PR #3191, opened 2026-03-17
SE-0521: Add Review header with links to pitch and review discussions

dempseyatgithub:
The review period for SE-0521 has started but the proposal does not appear on the evolution dashboard because it is missing the Review header.

This PR adds the review header with links to the pitch and review threads in the forums.

// @allevato @Jumhyn


Jumhyn (approved):
Thanks!

PR #3199, opened 2026-03-19
Normalize discussion names in Review header field

dempseyatgithub:
The names of the discussion links in the Review header should not be capitalized, the links should not be separated with commas, just a space.

This PR normalizes the names/spacing of the Review header field.

Normalizing helps aid the generation of metadata. The evolution dashboard may soon begin linking to the review thread of proposals in Active Review.

// @mikaelacaron


rjmccall (approved):
Thanks!

PR #3200, opened 2026-03-19
Add acceptance discussion link for SE-0501, normalize links

dempseyatgithub:
Add the acceptance discussion link for SE-0501.

Also normalize all links in the Review header to match the standardized thread naming and format.

// @daveyc123


rjmccall (approved):
Thanks!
= = = = = = =
● Requirement: Set all of the data down again exactly.

● Task response:
PR #3191, opened 2026-03-17
SE-0521: Add Review header with links to pitch and review discussions

dempseyatgithub:
The review period for SE-0521 has started but the proposal does not appear on the evolution dashboard because it is missing the Review header.

This PR adds the review header with links to the pitch and review threads in the forums.

// @allevato @Jumhyn


Jumhyn (approved):
Thanks!

PR #3199, opened 2026-03-19
Normalize discussion names in Review header field

dempseyatgithub:
The names of the discussion links in the Review header should not be capitalized, the links should not be separated with commas, just a space.

This PR normalizes the names/spacing of the Review header field.

Normalizing helps aid the generation of metadata. The evolution dashboard may soon begin linking to the review thread of proposals in Active Review.

// @mikaelacaron


rjmccall (approved):
Thanks!

PR #3200, opened 2026-03-19
Add acceptance discussion link for SE-0501, normalize links

dempseyatgithub:
Add the acceptance discussion link for SE-0501.

Also normalize all links in the Review header to match the standardized thread naming and format.

// @daveyc123


rjmccall (approved):
Thanks!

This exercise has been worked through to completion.